There are two closely related navigator properties which indicate information about a user's language preferences. These are navigator.language which indicates a user's preferred language, and navigator.languages which indicates an array of languages sorted by decreasing user preference. The first entry in navigator.languages should match the value of navigator.language, and the getHasLiedLanguages() method of fingerprintjs2 checks exactly that.

var getHasLiedLanguages = function () {
  // We check if navigator.language is equal to the first language of navigator.languages
  var firstLanguages = navigator.languages[0];
  if (firstLanguages !== navigator.language) {
    return true;
  }
  return false;
}

This code simply compares the first language listed in the navigator.languages array to the language specified in navigator.language, and then determines that the browser is "lying" if they don't match. For example, a navigator.languages array of [en-US, zh-CN] would be considered consistent with a navigator.language preference of en-US but not one of zh-CN.

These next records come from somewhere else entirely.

PR #303, opened 2025-04-15
Update to 3.4

iherman:
The test suite has been adapted to EPUB 3.4; more generally, to be able to move the test suite to a higher version. The following changes are important:

- The requirements for the tests' package document have changed a bit. It
    - includes a reference to "version", meaning a version of the spec in development at the time the test is created
    - the references to the specs (from the package document) refer to the specs' short name
-  The generating scripts take care of using the right URLs in the test tables (referring to the 3.4 editors' drafts), and a separate column has been added to the test table with the version (that can be used to reorder the table rows). The hope is that this will make the CR phase and reporting easier, showing the "inherited" tests as well as the new ones.
    
    The package documents of all current tests have been updated.
- In line with the changes of the specs, the reports also use dark mode

I have also made some housekeeping on the underlying scripts (updated the npm packages to the latest versions, reviewed and slightly improved/modernized the scripts itself, updated the contributors' documentations, etc.)


mattgarrish (approved):
This is one of those too massive to read PRs!

I say let's go with out usual approach to these kinds of changes and merge now and work out any kinks later as we go.

shiestyle (approved):

PR #1440, opened 2026-09-18
fix(envd): prevent false-positive quota kills on transient 429 retries

sdowell:
Previously, RunTaskResilient evaluated geminitokens.IsFatalQuotaError on isolated byte deltas from each tail -c poll tick, and treated generic googleapis 429 error text ("exceeded your current quota", "check your plan and billing details") as unconditionally fatal before checking for "Retrying with backoff". Because generativelanguage.googleapis.com includes that boilerplate text on all HTTP 429 responses (including transient RPM/TPM rate limits), tasks actively retrying with backoff were immediately SIGKILLed.

- Move generic 429 boilerplate strings to ambiguous quota indicators so they are deferred when accompanied by "Retrying with backoff", while keeping explicit RPD metrics ("requests per day", "Generate requests per day"), "Max retries exceeded", and suspended keys as unambiguous fatal errors.
- Introduce QuotaStreamTracker with an 8KB sliding window and 1-poll grace period so retry indicators and error payloads split across poll boundaries are evaluated together without window pollution.


factory/pkg/geminitokens/geminitokens.go
```diff
@@ -391,36 +391,70 @@ func ExtractAPIKeyFromError(data []byte) string {
...
+		if strings.Contains(str, sub) {
+			return true
+		}
+	}
+	return false
+}
+
+// ContainsRetryBackoff checks if the output contains a backoff retry indicator.
+func ContainsRetryBackoff(data []byte) bool {
+	return strings.Contains(string(data), retryBackoffMarker)
```
barney-s: `ContainsRetryBackoff` converts `data` to a `string` before calling `strings.Contains`. Since this check is performed on every poll tick, consider using `bytes.Contains(data, []byte(retryBackoffMarker))` to avoid string allocation overhead.

factory/pkg/geminitokens/geminitokens.go
```diff
@@ -391,36 +391,70 @@ func ExtractAPIKeyFromError(data []byte) string {
...
+// Note: Generic 429 messages from generativelanguage.googleapis.com ("You exceeded your
+// current quota, please check your plan and billing details") are returned on transient
+// RPM/TPM rate limits as well, so they are classified as ambiguous and deferred when
+// accompanied by "Retrying with backoff".
+func IsUnambiguousFatalQuotaError(data []byte) bool {
 	if IsSuspendedKeyError(data) {
 		return true
 	}
 
 	str := string(data)
```
barney-s: In `IsUnambiguousFatalQuotaError`, `data` is converted to a string `str := string(data)`. This allocation can be avoided by performing raw byte slice matching or using `bytes.Contains` directly for the target substrings.

factory/pkg/envd/client.go
```diff
@@ -423,6 +423,7 @@ func (c *Client) RunTaskResilient(ctx context.Context, cmdStr string, envs map[s
 	// 2. Tailing & status loop
 	var offset int64
 	var lastModelTried string
+	quotaTracker := geminitokens.NewQuotaStreamTracker()
```
barney-s, line 426: The local `quotaTracker` maintains an in-memory window bounded at 8KB via `trimWindow()`. Please verify if extremely large raw log chunks read in a single polling interval can cause a transient memory allocation spike before the deferred trimming occurs, and if a pre-append check on the chunk size is warranted.

barney-s (commented):
The overall design is sound, and the implementation is supported by deterministic unit tests covering split log boundaries and window pollution. Minor optimizations are suggested regarding string allocations in key helper functions to improve runtime performance.

factory/pkg/geminitokens/geminitokens.go
sdowell: Good catch, done. Switched to `bytes.Contains` against a package-level `retryBackoffMarkerBytes` so the marker itself isn't re-allocated per call either.

I applied the same treatment to the rest of the matchers and to `findUncoveredAmbiguousError`, which was doing `string(t.window)` before its `strings.Index` scan — that was actually the largest copy of the three, since it ran over the whole rolling window on every tick.

Added `BenchmarkQuotaStreamTrackerObservePoll` (full 8KB window, one delta line per tick) to keep this honest:

| | ns/op | B/op | allocs/op |
|---|---|---|---|
| before | 41229 | 28534 | 3 |
| after | 33332 | 118 | 0 |

The steady-state poll path is now allocation-free.

factory/pkg/geminitokens/geminitokens.go
sdowell: Done — the fatal markers are now a package-level `[][]byte` matched with `bytes.Contains`, so there's no string conversion:

```go
func IsUnambiguousFatalQuotaError(data []byte) bool {
	if IsSuspendedKeyError(data) {
		return true
	}
	for _, marker := range unambiguousFatalMarkers {
		if bytes.Contains(data, marker) {
			return true
		}
	}
	return false
}
```

Also fixed `IsSuspendedKeyError`, which this delegates to — it was copying the window a second time on every call, so this function was doing 2x the allocation you flagged. Benchmark numbers are in the thread above.

factory/pkg/envd/client.go
sdowell: Verified, and it was a real gap — thanks for pushing on it.

`BuildTailLogCmd` is an unbounded `tail -c +<offset>`, and the realistic worst case is reattaching to an already-running task: `offset` starts at 0, so the first poll returns the entire existing log in one chunk. The old `append` + deferred `trimWindow()` meant we transiently held `len(window) + len(chunk)` on top of the chunk itself.

Added the pre-append bound you suggested. `appendChunk()` detects chunks larger than `maxWindowSize`, scans them in place (free now that matching is on `[]byte`), and retains only the trailing 8KB by copying into the existing backing array:

```go
func (t *QuotaStreamTracker) appendChunk(newData []byte) (analysisBuf []byte, baseOffset int64) {
	if len(newData) > t.maxWindowSize {
		chunkStart := t.totalOffset
		t.totalOffset += int64(len(newData))
		// Reuse the existing backing array; it is already capped at maxWindowSize.
		t.window = append(t.window[:0], newData[len(newData)-t.maxWindowSize:]...)
		t.windowStartOffset = t.totalOffset - int64(t.maxWindowSize)
		return newData, chunkStart
	}
	...
}
```

Detection semantics are unchanged: the full oversized chunk is still scanned for both unambiguous fatal markers and uncovered ambiguous 429s, and the returned base offset keeps the grace-period stream offsets consistent across the truncation. Three new subtests cover it — bounded window, fatal marker sitting in the discarded prefix, and a grace period spanning an oversized chunk.

One residual I deliberately left alone: the chunk is already fully materialized in the `bytes.Buffer` here in `RunTaskResilient` before the tracker ever sees it, and it's echoed to stdout verbatim. Capping that read would drop the backlog replay on reattach, so I kept it as-is — the tracker just no longer amplifies the spike, which is the part this PR owns. Happy to bound the tail read in a follow-up if you think the reattach replay is expendable.

factory/pkg/envd/client.go
```diff
@@ -443,6 +444,30 @@ func (c *Client) RunTaskResilient(ctx context.Context, cmdStr string, envs map[s
...
+		var finalData []byte
+		if err := c.Exec(loopCtx, finalTailCmd, "/workspaces", nil, nil, &finalBuf, nil); err == nil {
+			finalData = finalBuf.Bytes()
+			if len(finalData) > 0 {
+				_, _ = os.Stdout.Write(finalData)
+				offset += int64(len(finalData))
+			}
+		}
+		isFatalQuota := quotaTracker.ObserveFinal(finalData, processFailed)
+		if model := extractModelFromLogs(quotaTracker.Window()); model != "" {
```
barney-s: When `newData` is oversized (larger than 8KB), `quotaTracker.ObserveFinal` scans the entire chunk for fatal errors but only retains the trailing 8KB in the sliding window. Because `extractModelFromLogs` is then called on `quotaTracker.Window()`, any "Trying model: ..." entry located in the earlier part of the oversized chunk will be missed. This leaves `lastModelTried` empty, causing the system to fall back to marking all models as quota-exceeded rather than the specific model that failed.

To fix this, check `finalData` first (or in addition to the window):
```go
if model := extractModelFromLogs(finalData); model != "" {
	lastModelTried = model
} else if model := extractModelFromLogs(quotaTracker.Window()); model != "" {
	lastModelTried = model
}
```

factory/pkg/envd/client.go
```diff
@@ -473,21 +498,21 @@ func (c *Client) RunTaskResilient(ctx context.Context, cmdStr string, envs map[s
...
-						defer killCancel()
-						killCmd := BuildQuotaKillCmd(taskFiles.PIDFile, taskFiles.StartTimeFile, taskFiles.ExitCodeFile)
-						_ = c.Exec(killCtx, killCmd, "/workspaces", nil, nil, nil, nil)
-						return handleQuotaOrSuspensionError(newData, lastModelTried, envs)
-					} else if geminitokens.IsTransientRateLimit(newData) {
-						klog.V(2).Infof("Transient rate limit (RPM/TPM) detected in task output; allowing CLI to retry with backoff...")
-					}
+				}
+				isFatal, isTransient := quotaTracker.ObservePoll(newData)
+				if model := extractModelFromLogs(quotaTracker.Window()); model != "" {
```
barney-s: Similarly to `flushAndCheckFinalQuota`, if `newData` is oversized, calling `extractModelFromLogs` on `quotaTracker.Window()` instead of `newData` will miss any model name logs that were printed in the earlier parts of the oversized chunk.

To preserve accurate model tracking, scan `newData` directly first:
```go
if model := extractModelFromLogs(newData); model != "" {
	lastModelTried = model
} else if model := extractModelFromLogs(quotaTracker.Window()); model != "" {
	lastModelTried = model
}
```

factory/pkg/geminitokens/geminitokens.go
```diff
@@ -391,52 +408,309 @@ func ExtractAPIKeyFromError(data []byte) string {
...
+
+// Window returns the current rolling log buffer for extracting metadata such as API keys or models.
+func (t *QuotaStreamTracker) Window() []byte {
+	return t.window
+}
+
+func (t *QuotaStreamTracker) trimWindow() {
+	if len(t.window) > t.maxWindowSize {
+		excess := len(t.window) - t.maxWindowSize
+		t.window = t.window[excess:]
```
barney-s: Slicing `t.window` using `t.window = t.window[excess:]` shifts the slice pointer forward but retains the underlying array with a reduced capacity. As subsequent appends are made, they write into the remaining capacity. Once capacity is exhausted, Go will allocate a new backing array and copy elements over. This leads to periodic heap allocations and garbage collection overhead during continuous log polling.

To make the sliding window completely allocation-free once it reaches maximum size, shift the elements to the beginning of the slice using `copy`:
```go
copy(t.window, t.window[excess:])
t.window = t.window[:t.maxWindowSize]
```

factory/pkg/geminitokens/geminitokens.go
```diff
@@ -391,52 +408,309 @@ func ExtractAPIKeyFromError(data []byte) string {
...
+			braceDepth++
+		} else if ch == '}' {
+			if braceDepth > 0 {
+				braceDepth--
+			}
+		} else if ch == '\n' && braceDepth == 0 {
+			nextLine := buf[i+1:]
+			if bytes.HasPrefix(nextLine, spacePrefix) ||
+				bytes.HasPrefix(nextLine, tabPrefix) ||
+				bytes.HasPrefix(nextLine, apiErrorPrefix) ||
```
barney-s: The manual increment `i++` inside this conditional block is crucial because the loop is defined as `for i < maxEnd` and does not have a post-iteration statement. However, this is a "hidden trap" for maintainers. If this loop is ever refactored to a standard three-clause `for i := retryStart; i < maxEnd; i++`, the `continue` statement will trigger the post-iteration `i++`, causing a silent double-increment bug that skips the first character of the next line and breaks brace depth tracking.

Please add a clear warning comment explaining this structural dependency, or refactor the loop to a standard `for ; i < maxEnd; i++` structure with all increments handled cleanly.

barney-s (commented):
Few opportunities for improvement:
1. Memory Efficiency: Slicing the sliding window causes amortized periodic allocations. Using `copy`-based shifting will make it completely allocation-free.
2. Model Extraction: Oversized chunks may discard the model name print, resulting in inaccurate model quota tracking.
3. Loop Maintenance: The manual loop increment inside `computeRetryCoverEnd` is correct but represents a subtle refactoring hazard that should be warned about or refactored.

factory/pkg/geminitokens/geminitokens.go
sdowell: Great catch, and it explains the loose end from the last round: the `118 B/op` still showing in the benchmark I posted was exactly this amortized reallocation — the window walking forward through its backing array until the remaining capacity ran out.

Switched to the `copy`-based shift:

```go
copy(t.window, t.window[excess:])
t.window = t.window[:t.maxWindowSize]
t.windowStartOffset += int64(excess)
```

Benchmark is now clean:

| | ns/op | B/op | allocs/op |
|---|---|---|---|
| original | 41229 | 28534 | 3 |
| after byte-matching | 33332 | 118 | 0 |
| after copy-shift | 33623 | 0 | 0 |

Also added a `testing.AllocsPerRun` assertion in the tracker tests so a future reslice regresses loudly instead of silently.

factory/pkg/geminitokens/geminitokens.go
sdowell: Agreed — rather than document the trap I removed it. Converted to a standard three-clause loop so `i` is incremented in exactly one place, and pulled the prefix checks out into `isPayloadContinuation`:

```go
for i := retryStart; i < maxEnd; i++ {
	switch ch := buf[i]; {
	case ch == '{':
		braceDepth++
	case ch == '}':
		if braceDepth > 0 {
			braceDepth--
		}
	case ch == '\n' && braceDepth == 0:
		if isPayloadContinuation(buf[i+1:]) {
			// Still inside a multi-line payload; keep scanning.
			continue
		}
		return i
	}
}
```

(`continue` inside a `switch` binds to the enclosing `for`, so the post statement still runs.) Behavior is unchanged — the retry-coverage and window-pollution tests all still pass.

factory/pkg/envd/client.go
sdowell: You're right, and this is a regression I introduced with `appendChunk` in the last round — before that, `trimWindow()` was deferred, so the window still held the entire chunk at the point `extractModelFromLogs` ran. Bounding the window at append time narrowed that view without my noticing the downstream consumers. Good catch.

Fixed, with one tweak to your suggestion: the same truncation also affects `handleQuotaOrSuspensionError(quotaTracker.Window(), ...)` a few lines below, which extracts the API key and decides suspension vs. quota — a truncated window there could downgrade a suspended key to a 4h quota block. Since the two buffers are always nested (ordinary poll → window ⊇ chunk, because the window also carries history; oversized chunk → chunk ⊇ window, because the window is just its tail), picking the longer one is lossless in both directions, so one helper covers every call site:

```go
func quotaEvidence(chunk []byte, window []byte) []byte {
	if len(chunk) > len(window) {
		return chunk
	}
	return window
}
```

```go
evidence := quotaEvidence(finalData, quotaTracker.Window())
if model := extractModelFromLogs(evidence); model != "" {
	lastModelTried = model
}
...
return handleQuotaOrSuspensionError(evidence, lastModelTried, envs)
```

Same outcome as your `if/else if` for the model case, and it repairs the key/suspension path too.

Added `factory/pkg/envd/client_test.go` with three cases: buffer selection, the oversized-chunk regression (it asserts the model really is absent from the retained window first, so the test can't silently stop reproducing the bug), and the small-chunk path where the window's history is what carries the model.

factory/pkg/envd/client.go
sdowell: Same fix applied here:

```go
isFatal, isTransient := quotaTracker.ObservePoll(newData)
evidence := quotaEvidence(newData, quotaTracker.Window())
if model := extractModelFromLogs(evidence); model != "" {
	lastModelTried = model
}
...
return handleQuotaOrSuspensionError(evidence, lastModelTried, envs)
```

`quotaEvidence` picks whichever of the raw chunk or the tracker window is the superset of the other, so the oversized case keeps the model name and the ordinary case keeps the history from earlier polls. Rationale and test coverage are in the `flushAndCheckFinalQuota` thread above.

barney-s (approved):

barney-s (approved):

It might not be immediately obvious why you would want to change the language preferences at all, but it's often important to specify a language that's consistent with the content that you're scraping as well as the proxy IP addresses that you're using. Several bot-mitigation services even use an additional navigator.geolocation property to find the location of a device, and then correlate this with both the language settings and the IP address. If any of these seem out of the ordinary, then a request will be seen as suspicious and potentially blocked.

Operating System

Web scraping infrastructures most commonly run on Linux, but the vast majority of desktop users run either Windows or MacOS. In practice, it's important to use browser fingerprints from all three operating systems in order to create a realistic mix of traffic. Changing the navigator.userAgent property is the first step in this direction because it can be used to infer the operating system, but it's also important that other navigator properties paint a consistent picture.

After navigator.userAgent, the navigator property that is most relevant to a browser's host operating system is navigator.platform. This property returns values like Linux x86_64, MacIntel, and Win32 which can indicate information about both the operating system and the CPU. Similar information can be retrieved from navigator.oscpu. This property encodes the operating system and CPU in slightly differently formatted strings like Windows NT 10.0; Win64; x64, Linux x86_64, and Intel Mac OS X 10.9.

The fingerprintjs2 library does have a getLiedOs() function in analogy to some of the ones that we've look at above, but the implementation is quite long and difficult to simplify. Instead, let's take a look at just some of the properties that we would need to modify in order to create a realistic Windows fingerprint.

First, we need need to change navigator.userAgent because it reveals the browser, the browser version, the operating system, and whether the operating system is 64 bits or 32 bits. Here's the same user agent that we talked about earlier that corresponds to Firefox 63.0 on a 64 bit version of Windows 10.

Mozilla/5.0 (Windows NT 10.0; Win64; x64; rv:63.0) Gecko/20100101 Firefox/63.0

We saw before that this requires changing navigator.productSub to 20030107 and navigator.vendor to an empty string in order to appear as a Firefox build. To match the Windows and CPU information, we'll also need to set navigator.oscpu to Windows NT 10.0; Win64; x64 and navigator.platform to Win32. Note that Win32 isn't a typo here either, it's actually the navigator.platform value that a 64-bit Windows build should have in Firefox.